The Fishable Waters Coalition worked hard to fix aspects of the bill that NRDC, et al found offensive. The original draft had an excellent provision called “innovative solutions,” which allowed a point polluter who, for example, had cleaned up 95 percent of his phosphorus to take, say, the $1 million it would have cost him to remove the last five percent and give it to the watershed council, which would then spend it on projects that would remove many times that amount of phosphorus by creating, say, wetlands to catch and treat runoff from watershed farms. NRDC, et al didn’t like “innovative solutions,” so the coalition took it out of the bill. NRDC, et al fretted that someone might use the Fishable Waters Act to build a dam, so the coalition wrote a provision specifically forbidding dams. They fretted that someone might use the act to put in a fishermen’s access road through a roadless area, so the coalition wrote a provision specifically forbidding access roads through roadless areas.

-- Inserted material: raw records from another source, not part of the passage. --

PR #691, opened 2018-05-12
Fix dupliate text from class feature snippet

calculuschild:
Reimplementation of stolksdorf/homebrewery#687 which had a small error.

Nearly identical fix; just moved the special case check so `snippet.name` is in scope.

@Rae2che5 Could you verify that the bug does exist? I am seeing it both on the live site and on master.

> To see the duplication issue, try typing something like "chicken nugget" into an empty brew document. Then, add in a "Class Feature" from the snippet bar. You should see a couple places in the generated text where you would expect "actuary" or whatever (*"As an **[actuary]** you gain the following class features..."*), but instead it will say "chicken nugget". Now add another Class Feature. You should have a giant mess with multiple copies of the previous text, which now includes the first "Class Feature" you made, embedded within the new Class Feature.

image

### DIFF
--- a/client/homebrew/editor/snippetbar/snippetbar.jsx
+++ b/client/homebrew/editor/snippetbar/snippetbar.jsx
@@ -7,7 +7,9 @@ const cx    = require('classnames');
 const Snippets = require('./snippets/snippets.js');
 
 const execute = function(val, brew){
-	if(_.isFunction(val)) return val(brew);
+	if(snippet.name == 'Table of Contents')
+		return val(brew);
+	else if(_.isFunction(val)) return val();
 	return val;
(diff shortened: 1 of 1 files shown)


Rae2che5:
Thanks for the reproduction instructions. I can indeed see the problem on the live site, but not on `master` -- I believe 3247cab2148436fbf5be370381278ef484a76450 fixed it. Are you saying you can reproduce with a `master` bundle before this PR?

calculuschild:
Well I'll be... I re-pulled master and tried again. You are right: the problem isn't there on master. Thank you for the double-check! I'm going to just close this out.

NRDC does lots of terrific stuff. But like so many environmental groups it needs to get out into the real world and find out what flies in Washington, DC and what works on the ground for fish and wildlife. If it can force command and control down the throat of Congress, the conservation groups in the Fishable Waters Coalition would be delighted. But they’re not taking any bets and they’re not about to sit around and see what happens. Jim Banks, the Washington, DC attorney who drafted the language of the Fishable Waters Act, used to work for NRDC. “I know how they think, and I understand how they can be concerned about something like this,” he told me. “But the day is coming when the arsenal of things one can do about clean water and habitat has to be broadened, and they have to accept that and embrace it.”